> SOURCE INFORMATION
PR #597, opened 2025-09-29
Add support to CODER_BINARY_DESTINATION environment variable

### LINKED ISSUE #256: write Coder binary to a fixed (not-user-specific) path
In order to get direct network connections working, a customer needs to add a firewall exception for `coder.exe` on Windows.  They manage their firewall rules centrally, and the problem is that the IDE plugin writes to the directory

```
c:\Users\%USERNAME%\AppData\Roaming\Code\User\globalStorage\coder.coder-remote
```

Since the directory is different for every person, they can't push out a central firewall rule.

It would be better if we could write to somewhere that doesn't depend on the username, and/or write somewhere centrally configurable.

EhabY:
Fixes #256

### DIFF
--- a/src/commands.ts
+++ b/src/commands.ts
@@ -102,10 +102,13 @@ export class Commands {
==
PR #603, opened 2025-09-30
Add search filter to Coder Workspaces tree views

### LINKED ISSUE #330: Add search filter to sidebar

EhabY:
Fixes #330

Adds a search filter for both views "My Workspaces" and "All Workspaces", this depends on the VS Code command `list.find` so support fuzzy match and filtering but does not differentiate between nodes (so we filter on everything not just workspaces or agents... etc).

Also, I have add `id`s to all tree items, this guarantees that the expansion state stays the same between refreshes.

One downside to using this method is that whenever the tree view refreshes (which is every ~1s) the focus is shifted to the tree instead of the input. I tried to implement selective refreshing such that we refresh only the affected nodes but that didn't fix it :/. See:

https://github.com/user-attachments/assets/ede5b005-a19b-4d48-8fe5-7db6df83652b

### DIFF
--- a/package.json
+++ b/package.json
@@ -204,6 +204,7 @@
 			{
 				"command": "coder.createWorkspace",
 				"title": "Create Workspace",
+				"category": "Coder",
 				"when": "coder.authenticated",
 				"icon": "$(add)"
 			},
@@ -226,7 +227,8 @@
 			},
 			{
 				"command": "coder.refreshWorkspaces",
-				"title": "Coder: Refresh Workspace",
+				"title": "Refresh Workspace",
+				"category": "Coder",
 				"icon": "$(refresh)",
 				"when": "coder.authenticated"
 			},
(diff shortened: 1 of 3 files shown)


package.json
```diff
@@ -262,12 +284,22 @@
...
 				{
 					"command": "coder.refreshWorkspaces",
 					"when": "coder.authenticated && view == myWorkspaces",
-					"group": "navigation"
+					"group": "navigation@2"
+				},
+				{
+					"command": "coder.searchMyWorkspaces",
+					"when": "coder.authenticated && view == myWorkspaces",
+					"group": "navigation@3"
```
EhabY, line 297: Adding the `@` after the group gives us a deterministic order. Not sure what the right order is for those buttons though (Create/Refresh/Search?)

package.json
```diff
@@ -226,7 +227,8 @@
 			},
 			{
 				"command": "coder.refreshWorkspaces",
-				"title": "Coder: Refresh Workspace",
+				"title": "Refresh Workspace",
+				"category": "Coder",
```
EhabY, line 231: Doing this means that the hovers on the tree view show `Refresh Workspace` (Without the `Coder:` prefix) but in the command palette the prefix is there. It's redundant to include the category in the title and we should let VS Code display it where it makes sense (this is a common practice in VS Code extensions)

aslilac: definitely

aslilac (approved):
==
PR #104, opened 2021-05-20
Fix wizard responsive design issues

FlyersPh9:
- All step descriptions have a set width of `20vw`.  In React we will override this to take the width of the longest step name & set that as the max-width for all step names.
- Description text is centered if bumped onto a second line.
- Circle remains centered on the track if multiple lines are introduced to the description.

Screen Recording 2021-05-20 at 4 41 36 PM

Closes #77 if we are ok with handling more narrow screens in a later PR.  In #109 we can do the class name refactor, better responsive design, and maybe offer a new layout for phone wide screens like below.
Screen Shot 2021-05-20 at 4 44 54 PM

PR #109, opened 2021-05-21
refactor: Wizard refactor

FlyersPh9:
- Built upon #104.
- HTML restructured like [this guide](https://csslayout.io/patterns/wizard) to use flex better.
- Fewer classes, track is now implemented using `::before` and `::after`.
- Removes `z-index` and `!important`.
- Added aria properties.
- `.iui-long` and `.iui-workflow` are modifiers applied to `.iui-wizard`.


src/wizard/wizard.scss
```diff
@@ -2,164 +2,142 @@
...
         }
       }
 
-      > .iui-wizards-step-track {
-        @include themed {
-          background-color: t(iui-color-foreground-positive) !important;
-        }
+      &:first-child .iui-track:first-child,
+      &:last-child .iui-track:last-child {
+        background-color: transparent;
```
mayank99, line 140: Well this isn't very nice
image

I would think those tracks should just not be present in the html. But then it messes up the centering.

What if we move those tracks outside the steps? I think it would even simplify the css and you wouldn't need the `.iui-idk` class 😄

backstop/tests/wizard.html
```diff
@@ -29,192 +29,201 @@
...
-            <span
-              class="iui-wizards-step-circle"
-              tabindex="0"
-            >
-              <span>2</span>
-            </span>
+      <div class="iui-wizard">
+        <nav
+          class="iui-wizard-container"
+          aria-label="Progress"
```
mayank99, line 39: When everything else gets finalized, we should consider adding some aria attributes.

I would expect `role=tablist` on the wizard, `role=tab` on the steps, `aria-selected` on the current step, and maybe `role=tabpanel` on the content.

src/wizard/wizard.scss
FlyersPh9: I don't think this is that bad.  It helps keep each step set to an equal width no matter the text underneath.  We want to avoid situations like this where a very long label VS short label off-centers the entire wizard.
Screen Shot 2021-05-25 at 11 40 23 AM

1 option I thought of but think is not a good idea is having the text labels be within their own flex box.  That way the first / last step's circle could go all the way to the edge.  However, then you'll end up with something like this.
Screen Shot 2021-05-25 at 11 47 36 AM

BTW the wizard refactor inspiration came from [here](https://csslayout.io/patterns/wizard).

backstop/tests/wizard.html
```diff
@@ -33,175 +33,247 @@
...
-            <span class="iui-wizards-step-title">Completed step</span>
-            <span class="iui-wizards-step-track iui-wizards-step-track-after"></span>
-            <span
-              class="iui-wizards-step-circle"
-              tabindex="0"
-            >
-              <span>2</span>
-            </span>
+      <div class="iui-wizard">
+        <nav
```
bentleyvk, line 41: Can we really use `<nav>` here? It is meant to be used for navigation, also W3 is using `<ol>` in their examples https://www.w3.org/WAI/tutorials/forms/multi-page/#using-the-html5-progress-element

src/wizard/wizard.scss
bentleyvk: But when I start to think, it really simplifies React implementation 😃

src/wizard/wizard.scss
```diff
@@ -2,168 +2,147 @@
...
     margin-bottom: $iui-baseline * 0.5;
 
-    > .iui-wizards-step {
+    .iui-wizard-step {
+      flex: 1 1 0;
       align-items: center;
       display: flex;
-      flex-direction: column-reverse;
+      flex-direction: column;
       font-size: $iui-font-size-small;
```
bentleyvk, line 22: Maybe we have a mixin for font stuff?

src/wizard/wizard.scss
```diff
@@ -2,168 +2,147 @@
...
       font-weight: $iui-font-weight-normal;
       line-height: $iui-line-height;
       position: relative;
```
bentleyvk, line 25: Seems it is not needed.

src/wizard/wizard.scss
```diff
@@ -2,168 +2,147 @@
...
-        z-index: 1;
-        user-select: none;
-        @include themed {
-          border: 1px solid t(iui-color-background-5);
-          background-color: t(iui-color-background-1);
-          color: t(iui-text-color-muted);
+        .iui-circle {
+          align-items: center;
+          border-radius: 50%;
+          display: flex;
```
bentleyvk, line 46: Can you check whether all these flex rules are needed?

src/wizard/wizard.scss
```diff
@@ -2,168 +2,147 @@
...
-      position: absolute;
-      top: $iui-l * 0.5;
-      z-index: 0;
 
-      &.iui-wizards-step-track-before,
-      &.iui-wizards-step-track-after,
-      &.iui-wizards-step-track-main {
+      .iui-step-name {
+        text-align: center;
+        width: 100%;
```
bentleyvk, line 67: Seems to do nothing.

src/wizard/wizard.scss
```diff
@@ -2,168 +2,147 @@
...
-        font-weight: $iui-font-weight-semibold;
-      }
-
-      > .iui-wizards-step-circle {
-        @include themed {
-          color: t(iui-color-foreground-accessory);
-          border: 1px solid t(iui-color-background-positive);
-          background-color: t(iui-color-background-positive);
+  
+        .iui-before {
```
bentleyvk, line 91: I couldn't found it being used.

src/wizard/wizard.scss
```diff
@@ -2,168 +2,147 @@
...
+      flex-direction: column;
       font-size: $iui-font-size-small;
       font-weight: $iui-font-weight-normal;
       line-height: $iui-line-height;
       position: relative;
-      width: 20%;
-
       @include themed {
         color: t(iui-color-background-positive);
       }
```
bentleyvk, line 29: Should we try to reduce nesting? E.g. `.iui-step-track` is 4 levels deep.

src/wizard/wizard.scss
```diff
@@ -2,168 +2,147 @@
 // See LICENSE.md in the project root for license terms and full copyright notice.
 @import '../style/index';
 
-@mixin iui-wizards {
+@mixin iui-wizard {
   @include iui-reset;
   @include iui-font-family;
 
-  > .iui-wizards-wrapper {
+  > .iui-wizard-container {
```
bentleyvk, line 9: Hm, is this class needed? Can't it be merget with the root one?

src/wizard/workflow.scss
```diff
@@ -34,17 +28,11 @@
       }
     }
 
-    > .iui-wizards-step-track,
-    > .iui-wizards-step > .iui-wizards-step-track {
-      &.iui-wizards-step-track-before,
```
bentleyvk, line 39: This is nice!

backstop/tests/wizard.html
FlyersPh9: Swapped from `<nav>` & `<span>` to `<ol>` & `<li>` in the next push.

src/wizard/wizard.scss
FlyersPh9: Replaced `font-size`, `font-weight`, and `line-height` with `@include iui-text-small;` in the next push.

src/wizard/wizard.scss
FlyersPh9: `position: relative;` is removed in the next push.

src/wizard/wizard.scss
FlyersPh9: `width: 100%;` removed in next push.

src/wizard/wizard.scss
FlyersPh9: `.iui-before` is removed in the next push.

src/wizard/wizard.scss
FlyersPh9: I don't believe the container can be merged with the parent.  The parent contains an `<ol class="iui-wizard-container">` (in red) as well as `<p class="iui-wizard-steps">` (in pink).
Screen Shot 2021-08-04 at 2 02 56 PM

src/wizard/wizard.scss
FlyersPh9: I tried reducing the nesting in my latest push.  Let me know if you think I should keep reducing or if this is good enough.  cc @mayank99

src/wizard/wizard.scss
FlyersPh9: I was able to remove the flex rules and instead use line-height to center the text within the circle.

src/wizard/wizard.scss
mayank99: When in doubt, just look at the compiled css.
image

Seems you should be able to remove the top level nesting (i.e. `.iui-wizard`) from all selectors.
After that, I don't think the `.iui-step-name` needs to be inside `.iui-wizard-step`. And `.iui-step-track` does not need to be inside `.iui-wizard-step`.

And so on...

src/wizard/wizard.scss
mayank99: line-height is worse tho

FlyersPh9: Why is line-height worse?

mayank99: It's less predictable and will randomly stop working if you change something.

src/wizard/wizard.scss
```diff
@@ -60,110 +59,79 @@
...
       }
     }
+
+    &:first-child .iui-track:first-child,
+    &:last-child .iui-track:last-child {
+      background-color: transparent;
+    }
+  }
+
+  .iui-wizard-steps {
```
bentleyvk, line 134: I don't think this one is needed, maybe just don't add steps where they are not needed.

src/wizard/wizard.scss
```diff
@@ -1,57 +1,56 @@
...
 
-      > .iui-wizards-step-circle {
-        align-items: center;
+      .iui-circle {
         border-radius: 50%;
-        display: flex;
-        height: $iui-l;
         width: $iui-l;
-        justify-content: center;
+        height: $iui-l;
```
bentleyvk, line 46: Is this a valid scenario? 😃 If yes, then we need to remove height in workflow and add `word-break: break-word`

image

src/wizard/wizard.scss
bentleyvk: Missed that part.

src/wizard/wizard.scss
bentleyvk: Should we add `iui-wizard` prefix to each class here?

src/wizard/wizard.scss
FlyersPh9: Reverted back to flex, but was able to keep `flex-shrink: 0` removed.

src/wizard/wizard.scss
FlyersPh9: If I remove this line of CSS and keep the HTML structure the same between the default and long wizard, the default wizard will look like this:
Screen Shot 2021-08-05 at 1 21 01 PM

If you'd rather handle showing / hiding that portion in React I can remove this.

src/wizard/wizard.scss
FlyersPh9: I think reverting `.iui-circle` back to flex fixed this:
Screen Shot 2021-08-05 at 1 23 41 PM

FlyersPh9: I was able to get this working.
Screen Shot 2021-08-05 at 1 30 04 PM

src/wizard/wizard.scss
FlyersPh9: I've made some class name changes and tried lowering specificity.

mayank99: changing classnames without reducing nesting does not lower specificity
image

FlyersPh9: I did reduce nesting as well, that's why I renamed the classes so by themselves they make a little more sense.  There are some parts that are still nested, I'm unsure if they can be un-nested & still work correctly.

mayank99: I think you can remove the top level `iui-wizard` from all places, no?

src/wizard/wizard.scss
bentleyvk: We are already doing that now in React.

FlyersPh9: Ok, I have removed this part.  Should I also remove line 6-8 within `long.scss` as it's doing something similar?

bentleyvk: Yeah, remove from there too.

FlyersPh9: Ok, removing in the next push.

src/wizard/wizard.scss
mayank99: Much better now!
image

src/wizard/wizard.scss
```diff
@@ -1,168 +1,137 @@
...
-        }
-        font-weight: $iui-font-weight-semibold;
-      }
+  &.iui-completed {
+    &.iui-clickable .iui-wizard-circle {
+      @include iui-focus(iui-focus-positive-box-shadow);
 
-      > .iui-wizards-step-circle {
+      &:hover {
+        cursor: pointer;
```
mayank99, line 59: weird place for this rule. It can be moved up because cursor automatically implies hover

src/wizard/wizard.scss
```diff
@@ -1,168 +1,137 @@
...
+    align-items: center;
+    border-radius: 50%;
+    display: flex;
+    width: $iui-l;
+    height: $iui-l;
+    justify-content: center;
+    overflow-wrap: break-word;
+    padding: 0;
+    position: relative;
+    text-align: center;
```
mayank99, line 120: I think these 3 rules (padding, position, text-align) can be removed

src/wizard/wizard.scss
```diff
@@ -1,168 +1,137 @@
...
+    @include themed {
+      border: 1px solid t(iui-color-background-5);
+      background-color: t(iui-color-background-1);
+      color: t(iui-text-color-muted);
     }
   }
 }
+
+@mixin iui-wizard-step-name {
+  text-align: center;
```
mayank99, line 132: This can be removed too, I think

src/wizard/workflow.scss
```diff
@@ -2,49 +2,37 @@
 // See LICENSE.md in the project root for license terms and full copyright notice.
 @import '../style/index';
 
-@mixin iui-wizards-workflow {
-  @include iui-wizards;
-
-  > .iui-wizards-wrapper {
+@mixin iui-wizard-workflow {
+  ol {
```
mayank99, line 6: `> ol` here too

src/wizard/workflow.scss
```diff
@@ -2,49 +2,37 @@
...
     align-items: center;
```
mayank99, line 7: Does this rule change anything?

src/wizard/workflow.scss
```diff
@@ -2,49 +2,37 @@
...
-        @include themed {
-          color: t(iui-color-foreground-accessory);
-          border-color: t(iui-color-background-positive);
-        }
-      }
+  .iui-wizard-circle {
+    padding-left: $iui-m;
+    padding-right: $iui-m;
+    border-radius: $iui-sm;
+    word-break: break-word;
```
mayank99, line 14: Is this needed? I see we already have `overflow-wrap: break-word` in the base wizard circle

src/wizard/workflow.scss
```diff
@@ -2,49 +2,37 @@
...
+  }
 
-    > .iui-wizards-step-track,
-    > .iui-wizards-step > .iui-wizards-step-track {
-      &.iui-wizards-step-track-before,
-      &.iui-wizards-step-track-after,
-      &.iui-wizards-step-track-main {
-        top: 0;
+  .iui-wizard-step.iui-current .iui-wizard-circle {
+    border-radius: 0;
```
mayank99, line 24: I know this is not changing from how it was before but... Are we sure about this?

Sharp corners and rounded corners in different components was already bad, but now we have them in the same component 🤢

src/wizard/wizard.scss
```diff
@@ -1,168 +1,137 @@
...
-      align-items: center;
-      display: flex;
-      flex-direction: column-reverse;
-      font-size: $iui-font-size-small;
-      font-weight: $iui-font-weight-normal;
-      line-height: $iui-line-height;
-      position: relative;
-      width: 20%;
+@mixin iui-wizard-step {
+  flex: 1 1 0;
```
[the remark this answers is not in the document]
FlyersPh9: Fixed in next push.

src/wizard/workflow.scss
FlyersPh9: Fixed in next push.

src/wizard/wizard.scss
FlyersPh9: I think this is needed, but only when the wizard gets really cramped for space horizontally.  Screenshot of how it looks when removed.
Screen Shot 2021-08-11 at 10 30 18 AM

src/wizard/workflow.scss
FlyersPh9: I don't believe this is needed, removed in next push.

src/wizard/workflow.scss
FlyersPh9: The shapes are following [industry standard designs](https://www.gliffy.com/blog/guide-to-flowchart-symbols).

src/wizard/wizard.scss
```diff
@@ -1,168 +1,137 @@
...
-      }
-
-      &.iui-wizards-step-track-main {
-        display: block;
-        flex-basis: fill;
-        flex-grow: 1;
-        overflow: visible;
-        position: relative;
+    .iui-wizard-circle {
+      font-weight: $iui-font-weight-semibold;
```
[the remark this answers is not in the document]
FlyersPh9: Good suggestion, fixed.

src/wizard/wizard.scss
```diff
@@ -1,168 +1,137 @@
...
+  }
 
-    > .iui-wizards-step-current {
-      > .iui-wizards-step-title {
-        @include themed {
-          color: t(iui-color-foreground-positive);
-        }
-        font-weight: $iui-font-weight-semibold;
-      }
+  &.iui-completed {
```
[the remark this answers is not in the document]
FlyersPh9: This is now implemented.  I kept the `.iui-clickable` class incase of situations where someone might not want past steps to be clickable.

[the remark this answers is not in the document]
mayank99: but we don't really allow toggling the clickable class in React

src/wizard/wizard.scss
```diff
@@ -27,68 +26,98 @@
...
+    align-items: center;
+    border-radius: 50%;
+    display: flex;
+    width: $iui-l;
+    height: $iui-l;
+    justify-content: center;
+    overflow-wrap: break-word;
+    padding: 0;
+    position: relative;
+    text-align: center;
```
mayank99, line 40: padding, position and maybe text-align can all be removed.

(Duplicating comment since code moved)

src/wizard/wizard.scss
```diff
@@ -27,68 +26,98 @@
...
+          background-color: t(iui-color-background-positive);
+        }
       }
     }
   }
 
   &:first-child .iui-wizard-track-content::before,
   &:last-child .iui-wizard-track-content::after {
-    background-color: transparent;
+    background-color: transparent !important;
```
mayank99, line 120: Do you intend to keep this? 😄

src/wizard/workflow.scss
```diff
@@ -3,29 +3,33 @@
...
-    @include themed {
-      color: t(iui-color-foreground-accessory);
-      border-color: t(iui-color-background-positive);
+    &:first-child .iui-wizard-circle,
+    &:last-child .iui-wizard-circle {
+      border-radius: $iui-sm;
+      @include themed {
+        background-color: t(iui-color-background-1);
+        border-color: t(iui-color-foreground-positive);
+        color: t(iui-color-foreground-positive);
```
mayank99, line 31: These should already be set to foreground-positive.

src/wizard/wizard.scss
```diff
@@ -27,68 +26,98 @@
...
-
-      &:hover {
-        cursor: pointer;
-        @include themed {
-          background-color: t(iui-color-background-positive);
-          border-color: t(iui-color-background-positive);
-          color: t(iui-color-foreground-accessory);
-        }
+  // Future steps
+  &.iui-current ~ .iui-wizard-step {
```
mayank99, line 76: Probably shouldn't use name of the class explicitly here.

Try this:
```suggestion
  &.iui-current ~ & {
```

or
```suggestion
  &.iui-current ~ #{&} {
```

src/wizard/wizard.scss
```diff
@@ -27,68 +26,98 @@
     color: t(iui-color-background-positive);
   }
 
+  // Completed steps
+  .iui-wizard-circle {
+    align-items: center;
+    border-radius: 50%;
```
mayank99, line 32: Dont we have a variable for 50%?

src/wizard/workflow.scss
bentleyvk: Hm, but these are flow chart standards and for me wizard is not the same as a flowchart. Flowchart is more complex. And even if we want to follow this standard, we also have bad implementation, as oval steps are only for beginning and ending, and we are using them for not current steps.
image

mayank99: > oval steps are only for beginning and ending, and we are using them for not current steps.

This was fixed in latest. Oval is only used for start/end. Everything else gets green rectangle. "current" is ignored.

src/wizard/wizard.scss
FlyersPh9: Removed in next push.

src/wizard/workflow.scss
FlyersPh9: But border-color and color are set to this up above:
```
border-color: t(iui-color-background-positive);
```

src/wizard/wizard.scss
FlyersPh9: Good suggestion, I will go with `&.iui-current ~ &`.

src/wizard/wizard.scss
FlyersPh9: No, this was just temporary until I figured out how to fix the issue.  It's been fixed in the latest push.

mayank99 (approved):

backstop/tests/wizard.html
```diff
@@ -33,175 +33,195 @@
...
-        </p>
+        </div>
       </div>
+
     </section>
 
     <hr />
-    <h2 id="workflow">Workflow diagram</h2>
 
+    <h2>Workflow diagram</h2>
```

> THE PROBLEM
In the listing above, find the line with "PR #597, opened 2025-09-29" and the line with "--- a/src/commands.ts". Output those two lines and every line between them, exactly as written.

> EXERCISE OUTPUT
PR #597, opened 2025-09-29
Add support to CODER_BINARY_DESTINATION environment variable

### LINKED ISSUE #256: write Coder binary to a fixed (not-user-specific) path
In order to get direct network connections working, a customer needs to add a firewall exception for `coder.exe` on Windows.  They manage their firewall rules centrally, and the problem is that the IDE plugin writes to the directory

```
c:\Users\%USERNAME%\AppData\Roaming\Code\User\globalStorage\coder.coder-remote
```

Since the directory is different for every person, they can't push out a central firewall rule.

It would be better if we could write to somewhere that doesn't depend on the username, and/or write somewhere centrally configurable.

EhabY:
Fixes #256

### DIFF
--- a/src/commands.ts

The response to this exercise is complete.